**ACTIVITY:** Below are some entries. Copy each line that holds the string "edgarlokys".

**TASK DATA:**

------------

PR #1639, opened 2023-03-08
catalog grid

edgarlokys:
https://edgarlokys.github.io/layout_catalog_grid/

### DIFF
--- a/src/index.html
+++ b/src/index.html
@@ -17,35 +17,35 @@
   </head>
   <body>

------------

**ANSWER TO THE EXERCISE:**
edgarlokys:
https://edgarlokys.github.io/layout_catalog_grid/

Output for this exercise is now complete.